13. Il résulte de tout de ce qui précède que M. A… est seulement fondé à demander l’annulation de la décision fixant le pays de renvoi. Le surplus de ses conclusions à fin d’annulation doit en revanche être rejeté.
Sur les conclusions à fin d’injonction :
14. Aux termes de l’article L. 911-2 du code de justice administrative : « Lorsque sa décision implique nécessairement qu’une personne morale de droit public ou un organisme de droit privé chargé de la gestion d’un service public prenne à nouveau une décision après une nouvelle instruction, la juridiction, saisie de conclusions en ce sens, prescrit, par la même décision juridictionnelle, que cette nouvelle décision doit intervenir dans un délai déterminé ».
15. Eu égard au motif d’annulation retenu par le présent jugement, il y a lieu d’enjoindre au préfet de la Haute-Garonne de réexaminer la situation de M. A… dans un délai d’un mois à compter de la date de notification du présent jugement, sans qu’il y ait lieu d’assortir cette injonction d’une astreinte.

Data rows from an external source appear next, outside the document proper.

PR #3253, opened 2026-08-19
[MISC] Add sync-free padded layout to get_contacts.

hughperkins:
Add an 'is_padded' option to Collider.get_contacts and RigidEntity.get_contacts that returns fixed-capacity contact tensors instead of trimming to the across-env contact count. The trim needs 'n_contacts.max().item()', a device-to-host sync that serializes every step; the padded layout skips it and returns the on-device per-env 'n_contacts' so stale slots are excluded via 'valid_mask' with no host sync and no user-side masking.

Use it in the g1_fall_accessors benchmark: ~0.996M -> ~1.28M fps (field, 4096 envs; +28%), recovering ~47% of the accessor overhead relative to the no-accessor ceiling.

### DIFF
--- a/genesis/engine/entities/rigid_entity/rigid_entity.py
+++ b/genesis/engine/entities/rigid_entity/rigid_entity.py
@@ -4264,10 +4264,9 @@ class RigidEntity(KinematicEntity):
         exclude_self_contact: bool
             Exclude the self collision from the returning contacts. Defaults to False.
         is_padded: bool
-            Return fixed-capacity padded tensors instead of trimming to the across-env contact count, avoiding a
-            per-step device-to-host sync. 'valid_mask' still excludes the padded slots. Best-effort hint honored
-            only on the zero-copy batched path; otherwise it is a no-op and the standard trimmed result is
-            returned ('valid_mask' still holds either way). Defaults to False.
+            Return tensors padded to a fixed capacity along the contact axis instead of trimmed to the live
+            contact count, with 'valid_mask' flagging the real contacts. This avoids a per-step device-to-host
+            synchronization; the values are otherwise identical on every backend. Defaults to False.
 
         Returns
         -------
@@ -4275,8 +4274,9 @@ class RigidEntity(KinematicEntity):
             The contact information.
         """
         contact_data = self._solver.collider.get_contacts(as_tensor=True, to_torch=True, is_padded=is_padded)
-        # Per-env live counts, present only for the padded layout.
-        n_contacts = contact_data.pop("n_contacts", None)
+        n_contacts = contact_data["n_contacts"] if is_padded else None
+        if is_padded:
+            del contact_data["n_contacts"]
 
         logical_operation = torch.logical_xor if exclude_self_contact else torch.logical_or
         if with_entity is not None and self.idx == with_entity.idx:
@@ -4303,9 +4303,12 @@ class RigidEntity(KinematicEntity):
 
         if n_contacts is not None:
             slots = torch.arange(valid_mask.shape[-1], device=valid_mask.device)
-            valid_mask = torch.logical_and(valid_mask, slots[None, :] < n_contacts[:, None])
+            if self._solver.n_envs == 0:
+                valid_mask = torch.logical_and(valid_mask, slots < n_contacts.reshape(()))
+            else:
+                valid_mask = torch.logical_and(valid_mask, slots[None, :] < n_contacts[:, None])
 
-        if self._solver.n_envs == 0:
+        if self._solver.n_envs == 0 and not is_padded:
             contact_data = {key: value[valid_mask] for key, value in contact_data.items()}
         else:
             contact_data["valid_mask"] = valid_mask
--- a/genesis/engine/entities/rigid_entity/rigid_entity.py
+++ b/genesis/engine/entities/rigid_entity/rigid_entity.py
@@ -4264,10 +4264,9 @@ class RigidEntity(KinematicEntity):
         exclude_self_contact: bool
             Exclude the self collision from the returning contacts. Defaults to False.
         is_padded: bool
-            Return fixed-capacity tensors padded to the collider's contact capacity instead of trimming to the
-            across-env contact count. This avoids a per-step device-to-host synchronization, at the cost of larger
-            tensors; the returned 'valid_mask' already excludes the padded slots. Only applies to parallelized
-            scenes. Defaults to False.
+            Return fixed-capacity padded tensors instead of trimming to the across-env contact count, avoiding a
+            per-step device-to-host sync. 'valid_mask' still excludes the padded slots. Batched scenes only.
+            Defaults to False.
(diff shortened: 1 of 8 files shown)


hughperkins:
@codex review

genesis/engine/entities/rigid_entity/rigid_entity.py
```diff
@@ -4263,13 +4263,20 @@ def get_contacts(self, with_entity=None, exclude_self_contact=False):
...
 
         Returns
         -------
         contact_info : dict
             The contact information.
         """
-        contact_data = self._solver.collider.get_contacts(as_tensor=True, to_torch=True)
+        contact_data = self._solver.collider.get_contacts(as_tensor=True, to_torch=True, is_padded=is_padded)
+        # Per-env live counts, present only for the padded layout.
+        n_contacts = contact_data.pop("n_contacts", None)
```
duburcqa: We don't use 'pop' in genesis. Either a key is here or is not, depending on the codepath. never maybe. Just do:
```
n_contacts = contact_data["n_contacts"] if is_padded else None
```

and remove the comment '# Per-env live counts, present only for the padded layout.', since it becomes immediately obvious.

genesis/engine/solvers/rigid/collider/collider.py
```diff
@@ -1005,30 +1007,38 @@ def get_contacts(self, as_tensor: bool = True, to_torch: bool = True, keep_batch
         )
         if gs.use_zerocopy and self._contact_data is not None:
             n_contacts = qd_to_torch(self._collider_state.n_contacts, copy=False)
-            if as_tensor or n_envs == 0:
+            # Padded layout skips the 'n_contacts.max().item()' device->host sync (which serializes the step):
+            # return fixed-capacity tensors plus per-env 'n_contacts' for on-device masking. Batched layout only.
+            padded = is_padded and as_tensor and n_envs > 0
```
duburcqa: I don't understand why 'n_envs == 0' and 'as_tensor == False' is not padded. If padded is specified, it should be honoured, no matter if it is not faster.

genesis/engine/entities/rigid_entity/rigid_entity.py
```diff
@@ -4263,13 +4263,20 @@ def get_contacts(self, with_entity=None, exclude_self_contact=False):
             The entity to check contact with. Defaults to None.
         exclude_self_contact: bool
             Exclude the self collision from the returning contacts. Defaults to False.
+        is_padded: bool
+            Return fixed-capacity padded tensors instead of trimming to the across-env contact count, avoiding a
+            per-step device-to-host sync. 'valid_mask' still excludes the padded slots. Best-effort hint honored
+            only on the zero-copy batched path; otherwise it is a no-op and the standard trimmed result is
+            returned ('valid_mask' still holds either way). Defaults to False.
```
duburcqa: I'm not ok with that. If padded is specified, then padded it is. The output of a getter cannot depends on some dark magic nobody knows about.

genesis/engine/entities/rigid_entity/rigid_entity.py
```diff
@@ -4263,13 +4263,20 @@ def get_contacts(self, with_entity=None, exclude_self_contact=False):
             The entity to check contact with. Defaults to None.
         exclude_self_contact: bool
             Exclude the self collision from the returning contacts. Defaults to False.
+        is_padded: bool
+            Return fixed-capacity padded tensors instead of trimming to the across-env contact count, avoiding a
+            per-step device-to-host sync. 'valid_mask' still excludes the padded slots. Best-effort hint honored
+            only on the zero-copy batched path; otherwise it is a no-op and the standard trimmed result is
```
duburcqa: Avoid mentioning zero-copy in the doc, nobody knows what it is. it is an implementation details that is never exposed to the user, since the user always receives a torch tensor that does not share memory with quadrants.

genesis/engine/solvers/rigid/collider/collider.py
```diff
@@ -1055,6 +1065,11 @@ def get_contacts(self, as_tensor: bool = True, to_torch: bool = True, keep_batch
 
                 contact_data[key] = data
 
+            if padded:
+                # Per-env counts let padded consumers mask stale slots without a host sync. Match the 'to_torch'
+                # dtype of the other fields so the result is not a mixed torch/numpy dict.
```
duburcqa: Remove this comment, it is useless.

genesis/engine/entities/rigid_entity/rigid_entity.py
duburcqa, line 1: You cannot add a new feature without accompanying unit test. While doing so, make sure to follow the guidelines (CLAUDE.md and CODING_GUIDELINES.md). Notably, always prefer extending an existing unit test targeting the same feature over adding a new one.

tests/benchmarks/test_rigid.py
```diff
@@ -396,7 +396,7 @@ def step():
             robot.get_links_pos()
             robot.get_links_quat()
             robot.get_links_vel()
-            robot.get_contacts()
+            robot.get_contacts(is_padded=True)
```
hughperkins, line 399: shouldnt we test without is_padded=True too?

genesis/engine/entities/rigid_entity/rigid_entity.py
hughperkins: I think this is added now?

genesis/engine/solvers/rigid/collider/collider.py
hughperkins: removed

genesis/engine/entities/rigid_entity/rigid_entity.py
hughperkins: Removed from docstring

genesis/engine/entities/rigid_entity/rigid_entity.py
hughperkins: Addressed. No longer depends on dark magic.

genesis/engine/entities/rigid_entity/rigid_entity.py
hughperkins: addressed the first one. checking the second bit

hughperkins: addressed the second bit too.

genesis/engine/solvers/rigid/collider/collider.py
hughperkins: addressed: whilst there are still conditional on n_envs == 0 or on n_envs > 0, these are also conditional also on `and not padded`, so when it is padded, it ignores n_envs now, in the conditional.

tests/benchmarks/test_rigid.py
hughperkins: oh this is benchmarks. never mind 😅

duburcqa (approved):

Sur les frais liés au litige :
16. M. A… a obtenu le bénéfice de l’aide juridictionnelle. Par suite, son avocate peut se prévaloir des dispositions des articles L. 761-1 du code de justice administrative et 37 de la loi susvisée du 10 juillet 1991. Il y a lieu de faire application de ces dispositions et de mettre à la charge de l’État une somme de 1 200 euros, à verser à Me Cohen, avocat de M. A…, sous réserve que celle-ci renonce à percevoir la somme correspondant à la part contributive de l’État au titre de l’aide juridictionnelle.
17. En l’absence de dépens exposés dans la présente instance, les conclusions tendant à leur mise à la charge de l’État doivent être rejetées.
D E C I D E :
Article 1er : L’arrêté du 30 mai 2024 du préfet de la Haute-Garonne par lequel le préfet de la Haute-Garonne refusé de délivrer à M. A… o un titre de séjour, l’a obligé de quitter le territoire dans un délai de trente jours et a fixé le pays de renvoi est annulée en tant qu’il fixe le pays de renvoi.
Article 2 : Il est enjoint au préfet de la Haute-Garonne de réexaminer la situation de M. A… o dans un délai d’un mois à compter de la notification du présent jugement.
Article 3 : L’État versera à Me Cohen une somme de 1 200 (mille deux cents) euros en application des dispositions du deuxième alinéa de l’article 37 de la loi du 10 juillet 1991, sous réserve que Me Cohen renonce à percevoir la somme correspondant à la part contributive de l’Etat.
Article 4 : Le surplus des conclusions de la requête est rejeté.
Article 5 : Le présent jugement sera notifié à M. B… o, à Me Cohen, et au préfet de la Haute-Garonne.
Délibéré après l’audience du 5 février 2026 à laquelle siégeaient :
M. Grimaud, président,
Mme Bouisset, première conseillère,
Mme Méreau, conseillère.
Rendu public par mise à disposition au greffe le 19 février 2026.
La rapporteure,
M. MÉREAU
Le président,
P. GRIMAUD
La greffière,
M.-E. LATIF
La République mande et ordonne au préfet de la Haute-Garonne en ce qui le concerne ou à tous commissaires de justice à ce requis en ce qui concerne les voies de droit commun contre les parties privées, de pourvoir à l’exécution de la présente décision.